## DESCRIPTION OF THE TASK
Type out all the data below, word for word.

## SUPPLIED RECORDS

'''

PR #1127, opened 2020-02-20
Do some randomization on return order of tickets

Laremere:
This prevents clients from unintentionally depending on the return order of tickets.

This is currently happening with our tests, so this includes several fixes for the tests.

### DIFF
--- a/internal/statestore/redis.go
+++ b/internal/statestore/redis.go
@@ -18,6 +18,7 @@ import (
 	"context"
 	"fmt"
 	"io/ioutil"
+	"math/rand"
 	"time"
 
 	"github.com/cenkalti/backoff"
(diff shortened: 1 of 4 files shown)


internal/statestore/redis.go
```diff
@@ -477,6 +478,15 @@ func (rb *redisBackend) FilterTickets(ctx context.Context, pool *pb.Pool, pageSi
 
 	idSet = set.Difference(idSet, idsInIgnoreLists)
 
+	// Do a little randomization to prevent dependency on return order.
```
yfei1: Could you update the PR description and the comment at here to describe the intention of this changes? e.g. `The goal of this randomization is to discourage users from taking the return order into account when implementing the MMF/Evaluator`.

Laremere: Per discussion... it already says that?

'''

## TASK ANSWER
PR #1127, opened 2020-02-20
Do some randomization on return order of tickets

Laremere:
This prevents clients from unintentionally depending on the return order of tickets.

This is currently happening with our tests, so this includes several fixes for the tests.

### DIFF
--- a/internal/statestore/redis.go
+++ b/internal/statestore/redis.go
@@ -18,6 +18,7 @@ import (
 	"context"
 	"fmt"
 	"io/ioutil"
+	"math/rand"
 	"time"
 
 	"github.com/cenkalti/backoff"
(diff shortened: 1 of 4 files shown)


internal/statestore/redis.go
```diff
@@ -477,6 +478,15 @@ func (rb *redisBackend) FilterTickets(ctx context.Context, pool *pb.Pool, pageSi
 
 	idSet = set.Difference(idSet, idsInIgnoreLists)
 
+	// Do a little randomization to prevent dependency on return order.
```
yfei1: Could you update the PR description and the comment at here to describe the intention of this changes? e.g. `The goal of this randomization is to discourage users from taking the return order into account when implementing the MMF/Evaluator`.

Laremere: Per discussion... it already says that?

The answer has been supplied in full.